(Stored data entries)

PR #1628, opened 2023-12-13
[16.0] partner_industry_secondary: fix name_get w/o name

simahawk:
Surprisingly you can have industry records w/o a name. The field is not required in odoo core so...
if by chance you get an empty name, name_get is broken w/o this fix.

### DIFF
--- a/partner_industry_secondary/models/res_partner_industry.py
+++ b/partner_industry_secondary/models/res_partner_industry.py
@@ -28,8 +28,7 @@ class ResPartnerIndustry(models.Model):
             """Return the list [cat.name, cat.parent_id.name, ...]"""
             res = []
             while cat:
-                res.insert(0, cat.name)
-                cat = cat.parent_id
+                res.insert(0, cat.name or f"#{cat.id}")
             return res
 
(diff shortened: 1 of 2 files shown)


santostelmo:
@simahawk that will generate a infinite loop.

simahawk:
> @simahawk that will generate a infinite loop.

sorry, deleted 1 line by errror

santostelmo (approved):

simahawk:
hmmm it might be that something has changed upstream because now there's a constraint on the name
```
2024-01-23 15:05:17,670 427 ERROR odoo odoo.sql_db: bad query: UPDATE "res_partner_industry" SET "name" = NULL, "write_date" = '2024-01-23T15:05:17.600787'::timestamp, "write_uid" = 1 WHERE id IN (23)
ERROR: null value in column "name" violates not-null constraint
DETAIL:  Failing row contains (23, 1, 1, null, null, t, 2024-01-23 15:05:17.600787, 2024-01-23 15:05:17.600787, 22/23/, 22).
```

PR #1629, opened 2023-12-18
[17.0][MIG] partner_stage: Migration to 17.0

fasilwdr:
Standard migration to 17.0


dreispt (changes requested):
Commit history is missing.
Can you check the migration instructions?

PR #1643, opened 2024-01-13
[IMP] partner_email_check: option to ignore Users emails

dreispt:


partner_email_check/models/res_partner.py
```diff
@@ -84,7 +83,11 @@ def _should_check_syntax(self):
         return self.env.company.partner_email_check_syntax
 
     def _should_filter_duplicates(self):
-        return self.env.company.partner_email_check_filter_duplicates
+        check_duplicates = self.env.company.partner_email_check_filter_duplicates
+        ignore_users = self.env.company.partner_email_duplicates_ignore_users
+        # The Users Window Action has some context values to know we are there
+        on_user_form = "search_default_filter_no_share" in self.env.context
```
---
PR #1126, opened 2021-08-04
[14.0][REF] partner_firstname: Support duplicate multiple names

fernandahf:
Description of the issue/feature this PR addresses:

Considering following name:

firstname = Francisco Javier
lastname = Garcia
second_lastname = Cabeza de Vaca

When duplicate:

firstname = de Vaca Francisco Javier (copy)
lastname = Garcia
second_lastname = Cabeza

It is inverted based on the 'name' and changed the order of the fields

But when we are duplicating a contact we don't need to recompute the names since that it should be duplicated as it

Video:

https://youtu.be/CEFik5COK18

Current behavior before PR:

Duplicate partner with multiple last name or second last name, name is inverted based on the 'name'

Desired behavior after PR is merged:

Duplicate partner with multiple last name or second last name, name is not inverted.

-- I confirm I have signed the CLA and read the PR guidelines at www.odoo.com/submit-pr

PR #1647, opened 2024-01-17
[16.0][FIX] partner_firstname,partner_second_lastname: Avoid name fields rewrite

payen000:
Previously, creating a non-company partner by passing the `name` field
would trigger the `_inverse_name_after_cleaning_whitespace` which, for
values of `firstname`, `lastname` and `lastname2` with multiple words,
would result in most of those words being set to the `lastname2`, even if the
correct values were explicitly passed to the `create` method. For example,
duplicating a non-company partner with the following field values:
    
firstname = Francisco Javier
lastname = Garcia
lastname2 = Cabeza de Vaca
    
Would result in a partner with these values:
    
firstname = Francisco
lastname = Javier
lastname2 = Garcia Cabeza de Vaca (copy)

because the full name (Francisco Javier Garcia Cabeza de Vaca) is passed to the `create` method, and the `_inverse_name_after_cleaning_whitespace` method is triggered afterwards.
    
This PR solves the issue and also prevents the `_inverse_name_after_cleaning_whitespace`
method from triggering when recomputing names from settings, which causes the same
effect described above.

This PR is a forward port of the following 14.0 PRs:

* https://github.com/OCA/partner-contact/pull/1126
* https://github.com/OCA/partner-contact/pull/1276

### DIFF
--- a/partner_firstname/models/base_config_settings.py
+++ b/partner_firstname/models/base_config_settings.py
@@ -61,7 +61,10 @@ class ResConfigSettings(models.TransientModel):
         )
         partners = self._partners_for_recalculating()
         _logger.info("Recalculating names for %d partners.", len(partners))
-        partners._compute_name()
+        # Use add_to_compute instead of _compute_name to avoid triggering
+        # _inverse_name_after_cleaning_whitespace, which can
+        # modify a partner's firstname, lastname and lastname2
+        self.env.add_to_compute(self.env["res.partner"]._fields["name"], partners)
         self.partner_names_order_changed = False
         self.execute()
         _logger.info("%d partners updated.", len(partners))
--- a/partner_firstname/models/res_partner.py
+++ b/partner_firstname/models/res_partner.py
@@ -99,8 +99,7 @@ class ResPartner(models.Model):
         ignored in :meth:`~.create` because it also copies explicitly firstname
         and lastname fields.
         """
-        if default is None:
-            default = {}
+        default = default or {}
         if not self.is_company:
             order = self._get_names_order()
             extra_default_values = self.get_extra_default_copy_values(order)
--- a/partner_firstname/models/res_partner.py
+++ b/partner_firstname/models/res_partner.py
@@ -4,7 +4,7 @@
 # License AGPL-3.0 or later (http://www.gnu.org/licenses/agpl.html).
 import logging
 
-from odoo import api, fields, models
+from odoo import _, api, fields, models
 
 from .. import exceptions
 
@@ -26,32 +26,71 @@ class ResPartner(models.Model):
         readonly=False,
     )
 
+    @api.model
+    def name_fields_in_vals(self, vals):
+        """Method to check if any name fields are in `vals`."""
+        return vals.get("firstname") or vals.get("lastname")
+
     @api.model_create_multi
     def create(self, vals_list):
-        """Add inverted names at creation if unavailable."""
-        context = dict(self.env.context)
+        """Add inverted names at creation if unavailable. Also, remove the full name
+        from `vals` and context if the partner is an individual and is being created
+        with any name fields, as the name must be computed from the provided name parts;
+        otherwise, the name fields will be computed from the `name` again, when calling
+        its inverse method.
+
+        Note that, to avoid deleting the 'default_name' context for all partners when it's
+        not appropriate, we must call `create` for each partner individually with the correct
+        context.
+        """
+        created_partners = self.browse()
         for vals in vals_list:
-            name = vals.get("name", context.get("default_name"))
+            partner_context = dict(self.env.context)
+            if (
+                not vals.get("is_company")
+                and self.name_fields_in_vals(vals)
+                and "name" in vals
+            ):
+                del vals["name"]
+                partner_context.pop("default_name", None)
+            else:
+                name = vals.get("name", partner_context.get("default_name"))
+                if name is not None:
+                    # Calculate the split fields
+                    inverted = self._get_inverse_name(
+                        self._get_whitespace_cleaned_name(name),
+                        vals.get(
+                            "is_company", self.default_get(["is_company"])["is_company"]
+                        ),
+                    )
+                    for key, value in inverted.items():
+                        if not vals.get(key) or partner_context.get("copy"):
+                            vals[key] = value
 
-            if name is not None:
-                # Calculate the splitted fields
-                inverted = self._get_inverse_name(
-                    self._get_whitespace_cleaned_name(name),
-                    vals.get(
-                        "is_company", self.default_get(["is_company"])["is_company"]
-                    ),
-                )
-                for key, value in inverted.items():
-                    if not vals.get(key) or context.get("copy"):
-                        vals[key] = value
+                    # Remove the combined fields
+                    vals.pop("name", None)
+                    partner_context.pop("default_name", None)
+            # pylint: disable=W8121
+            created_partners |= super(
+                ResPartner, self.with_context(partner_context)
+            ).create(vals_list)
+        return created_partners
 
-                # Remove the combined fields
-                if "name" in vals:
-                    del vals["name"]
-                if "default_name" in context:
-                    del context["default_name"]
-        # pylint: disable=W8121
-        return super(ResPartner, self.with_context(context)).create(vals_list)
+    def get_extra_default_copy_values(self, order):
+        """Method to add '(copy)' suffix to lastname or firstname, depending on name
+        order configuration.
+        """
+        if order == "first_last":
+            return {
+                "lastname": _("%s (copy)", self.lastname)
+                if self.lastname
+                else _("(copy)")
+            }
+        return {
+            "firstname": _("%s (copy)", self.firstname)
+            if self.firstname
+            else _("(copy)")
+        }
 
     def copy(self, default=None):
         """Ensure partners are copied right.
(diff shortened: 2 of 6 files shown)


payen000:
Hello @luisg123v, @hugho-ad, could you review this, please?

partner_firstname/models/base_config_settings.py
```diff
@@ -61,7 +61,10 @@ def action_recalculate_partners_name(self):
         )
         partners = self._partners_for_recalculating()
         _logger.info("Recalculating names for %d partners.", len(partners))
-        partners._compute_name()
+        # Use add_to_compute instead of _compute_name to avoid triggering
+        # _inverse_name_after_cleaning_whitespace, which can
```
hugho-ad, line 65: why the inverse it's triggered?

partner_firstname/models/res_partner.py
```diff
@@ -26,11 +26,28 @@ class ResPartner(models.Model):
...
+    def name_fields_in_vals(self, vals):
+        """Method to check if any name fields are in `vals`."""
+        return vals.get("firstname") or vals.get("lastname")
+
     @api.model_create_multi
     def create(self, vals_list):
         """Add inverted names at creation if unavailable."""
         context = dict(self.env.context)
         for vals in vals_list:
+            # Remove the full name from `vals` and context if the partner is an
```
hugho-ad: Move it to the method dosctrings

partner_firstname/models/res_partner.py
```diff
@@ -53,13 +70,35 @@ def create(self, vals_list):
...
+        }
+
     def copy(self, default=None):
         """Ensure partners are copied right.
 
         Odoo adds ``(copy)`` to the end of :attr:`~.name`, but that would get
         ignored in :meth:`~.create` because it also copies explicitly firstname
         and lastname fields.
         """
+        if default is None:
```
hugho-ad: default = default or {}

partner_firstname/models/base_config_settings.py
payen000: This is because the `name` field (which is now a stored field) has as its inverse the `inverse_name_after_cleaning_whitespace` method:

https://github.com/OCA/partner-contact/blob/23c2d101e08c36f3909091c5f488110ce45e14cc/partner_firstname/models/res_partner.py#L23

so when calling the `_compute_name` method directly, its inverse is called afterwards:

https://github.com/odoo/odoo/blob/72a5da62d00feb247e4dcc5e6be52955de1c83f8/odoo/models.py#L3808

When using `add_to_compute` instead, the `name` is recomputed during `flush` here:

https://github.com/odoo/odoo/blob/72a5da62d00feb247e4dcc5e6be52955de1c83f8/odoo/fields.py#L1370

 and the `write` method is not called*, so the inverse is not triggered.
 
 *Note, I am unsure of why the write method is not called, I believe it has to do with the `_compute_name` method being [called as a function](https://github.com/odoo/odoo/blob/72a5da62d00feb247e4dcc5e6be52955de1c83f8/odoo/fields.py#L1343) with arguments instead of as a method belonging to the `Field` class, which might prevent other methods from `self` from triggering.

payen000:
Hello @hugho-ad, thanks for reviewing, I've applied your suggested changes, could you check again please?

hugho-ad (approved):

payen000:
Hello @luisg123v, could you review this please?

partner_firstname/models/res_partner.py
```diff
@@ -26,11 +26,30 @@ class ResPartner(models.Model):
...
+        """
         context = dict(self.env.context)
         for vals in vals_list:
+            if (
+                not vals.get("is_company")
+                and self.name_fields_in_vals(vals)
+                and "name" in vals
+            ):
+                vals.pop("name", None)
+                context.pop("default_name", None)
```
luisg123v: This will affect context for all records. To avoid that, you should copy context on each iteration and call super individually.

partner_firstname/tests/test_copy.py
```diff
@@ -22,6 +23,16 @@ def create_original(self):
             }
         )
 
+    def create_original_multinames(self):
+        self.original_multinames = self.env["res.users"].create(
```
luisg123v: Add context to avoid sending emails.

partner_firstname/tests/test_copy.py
---
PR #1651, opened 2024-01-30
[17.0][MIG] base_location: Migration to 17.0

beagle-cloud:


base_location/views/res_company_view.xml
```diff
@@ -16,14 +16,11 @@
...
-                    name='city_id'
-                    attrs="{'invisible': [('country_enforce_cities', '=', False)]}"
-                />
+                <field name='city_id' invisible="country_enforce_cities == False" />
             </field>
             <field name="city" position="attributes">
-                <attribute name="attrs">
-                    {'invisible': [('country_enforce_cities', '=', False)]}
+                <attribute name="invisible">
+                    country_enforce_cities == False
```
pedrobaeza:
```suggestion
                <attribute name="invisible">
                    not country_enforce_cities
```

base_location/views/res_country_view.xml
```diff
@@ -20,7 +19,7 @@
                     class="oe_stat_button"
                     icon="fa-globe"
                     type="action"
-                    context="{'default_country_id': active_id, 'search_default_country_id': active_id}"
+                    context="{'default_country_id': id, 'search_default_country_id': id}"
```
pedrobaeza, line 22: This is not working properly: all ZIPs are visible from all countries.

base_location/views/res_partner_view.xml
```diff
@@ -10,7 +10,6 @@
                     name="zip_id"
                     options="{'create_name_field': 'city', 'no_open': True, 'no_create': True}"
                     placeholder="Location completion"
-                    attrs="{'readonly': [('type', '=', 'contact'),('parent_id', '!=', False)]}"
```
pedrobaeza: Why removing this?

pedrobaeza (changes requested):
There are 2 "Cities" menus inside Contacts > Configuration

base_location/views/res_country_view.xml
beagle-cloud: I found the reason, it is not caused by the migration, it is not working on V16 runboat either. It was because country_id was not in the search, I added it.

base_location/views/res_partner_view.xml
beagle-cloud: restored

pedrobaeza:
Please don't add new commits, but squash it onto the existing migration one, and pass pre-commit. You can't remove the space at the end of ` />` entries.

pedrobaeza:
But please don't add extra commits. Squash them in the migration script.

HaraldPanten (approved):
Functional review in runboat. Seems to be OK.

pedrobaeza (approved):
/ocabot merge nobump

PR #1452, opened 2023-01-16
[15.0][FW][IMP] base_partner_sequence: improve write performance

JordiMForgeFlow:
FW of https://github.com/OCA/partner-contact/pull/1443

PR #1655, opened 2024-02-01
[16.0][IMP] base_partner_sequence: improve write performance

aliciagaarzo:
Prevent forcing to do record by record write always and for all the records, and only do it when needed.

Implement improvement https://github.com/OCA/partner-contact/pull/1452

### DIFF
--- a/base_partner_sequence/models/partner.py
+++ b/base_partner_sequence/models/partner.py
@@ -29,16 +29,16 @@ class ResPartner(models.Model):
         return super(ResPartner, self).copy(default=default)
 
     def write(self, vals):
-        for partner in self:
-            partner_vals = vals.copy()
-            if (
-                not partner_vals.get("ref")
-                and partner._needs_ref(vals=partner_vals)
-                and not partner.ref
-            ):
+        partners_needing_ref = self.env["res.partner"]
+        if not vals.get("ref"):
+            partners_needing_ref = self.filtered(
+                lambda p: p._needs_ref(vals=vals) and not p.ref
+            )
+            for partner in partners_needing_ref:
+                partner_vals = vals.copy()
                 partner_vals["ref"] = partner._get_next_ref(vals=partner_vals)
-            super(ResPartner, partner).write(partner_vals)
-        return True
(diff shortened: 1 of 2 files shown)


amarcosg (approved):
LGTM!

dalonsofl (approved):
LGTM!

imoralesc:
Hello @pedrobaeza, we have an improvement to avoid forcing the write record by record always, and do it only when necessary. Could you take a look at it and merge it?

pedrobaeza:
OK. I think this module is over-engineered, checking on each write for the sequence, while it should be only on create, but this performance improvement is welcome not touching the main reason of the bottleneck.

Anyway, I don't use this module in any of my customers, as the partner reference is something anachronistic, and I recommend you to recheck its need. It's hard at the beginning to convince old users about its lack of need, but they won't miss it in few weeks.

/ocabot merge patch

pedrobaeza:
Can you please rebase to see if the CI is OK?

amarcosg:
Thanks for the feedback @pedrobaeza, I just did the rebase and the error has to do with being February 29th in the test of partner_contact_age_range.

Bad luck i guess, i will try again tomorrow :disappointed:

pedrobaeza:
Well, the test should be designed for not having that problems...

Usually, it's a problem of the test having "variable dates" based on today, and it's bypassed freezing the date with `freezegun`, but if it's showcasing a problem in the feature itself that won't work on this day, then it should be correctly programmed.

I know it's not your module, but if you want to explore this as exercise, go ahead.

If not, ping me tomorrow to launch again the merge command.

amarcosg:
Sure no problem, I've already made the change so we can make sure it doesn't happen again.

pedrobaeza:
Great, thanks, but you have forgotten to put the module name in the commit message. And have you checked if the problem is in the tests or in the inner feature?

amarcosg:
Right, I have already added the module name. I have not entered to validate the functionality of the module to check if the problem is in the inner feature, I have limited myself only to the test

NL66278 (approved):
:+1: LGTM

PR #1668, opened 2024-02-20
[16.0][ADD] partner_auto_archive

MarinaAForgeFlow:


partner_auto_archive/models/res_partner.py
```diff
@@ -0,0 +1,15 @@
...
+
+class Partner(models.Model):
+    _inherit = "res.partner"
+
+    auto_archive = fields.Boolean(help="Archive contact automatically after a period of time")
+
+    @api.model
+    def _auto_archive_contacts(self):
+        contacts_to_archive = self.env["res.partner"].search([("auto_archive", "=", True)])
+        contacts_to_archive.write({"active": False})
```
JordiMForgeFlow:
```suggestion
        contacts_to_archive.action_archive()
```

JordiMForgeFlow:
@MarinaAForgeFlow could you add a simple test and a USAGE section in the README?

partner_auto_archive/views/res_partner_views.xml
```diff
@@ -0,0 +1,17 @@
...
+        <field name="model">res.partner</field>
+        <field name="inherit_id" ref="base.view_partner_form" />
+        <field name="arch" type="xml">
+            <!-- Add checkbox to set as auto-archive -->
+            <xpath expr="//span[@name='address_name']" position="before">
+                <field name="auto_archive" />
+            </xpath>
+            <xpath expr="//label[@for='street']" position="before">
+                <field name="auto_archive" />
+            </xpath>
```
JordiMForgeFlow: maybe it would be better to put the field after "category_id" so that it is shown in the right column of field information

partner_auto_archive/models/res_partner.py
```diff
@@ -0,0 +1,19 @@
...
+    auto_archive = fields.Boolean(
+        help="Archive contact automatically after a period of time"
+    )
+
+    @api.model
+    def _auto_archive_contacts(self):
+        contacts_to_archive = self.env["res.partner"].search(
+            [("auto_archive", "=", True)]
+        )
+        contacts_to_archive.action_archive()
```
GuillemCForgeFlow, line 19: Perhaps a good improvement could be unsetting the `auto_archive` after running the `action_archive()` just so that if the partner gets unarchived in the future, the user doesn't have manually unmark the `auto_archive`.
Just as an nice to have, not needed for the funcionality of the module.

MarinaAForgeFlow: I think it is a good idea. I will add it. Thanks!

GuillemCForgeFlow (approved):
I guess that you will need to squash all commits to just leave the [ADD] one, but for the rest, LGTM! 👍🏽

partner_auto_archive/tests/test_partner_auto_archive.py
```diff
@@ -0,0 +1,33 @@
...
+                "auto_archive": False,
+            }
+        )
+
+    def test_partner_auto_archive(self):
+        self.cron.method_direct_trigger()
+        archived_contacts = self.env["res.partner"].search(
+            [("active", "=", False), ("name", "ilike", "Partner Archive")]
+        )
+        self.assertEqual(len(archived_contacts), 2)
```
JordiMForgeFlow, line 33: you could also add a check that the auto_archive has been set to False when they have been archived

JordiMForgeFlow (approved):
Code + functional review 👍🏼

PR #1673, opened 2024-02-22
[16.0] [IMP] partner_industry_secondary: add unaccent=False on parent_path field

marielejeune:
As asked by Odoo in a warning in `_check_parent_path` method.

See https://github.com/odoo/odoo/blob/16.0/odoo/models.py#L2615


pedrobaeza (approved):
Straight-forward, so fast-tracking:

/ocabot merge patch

▶ **BRIEF**
Given the records above, restate word for word only the lines starting at the one with "PR #1628, opened 2023-12-13" and ending at the one with "if by chance".

▶ **RESPONSE FOR THIS EXERCISE**
PR #1628, opened 2023-12-13
[16.0] partner_industry_secondary: fix name_get w/o name

simahawk:
Surprisingly you can have industry records w/o a name. The field is not required in odoo core so...
if by chance you get an empty name, name_get is broken w/o this fix.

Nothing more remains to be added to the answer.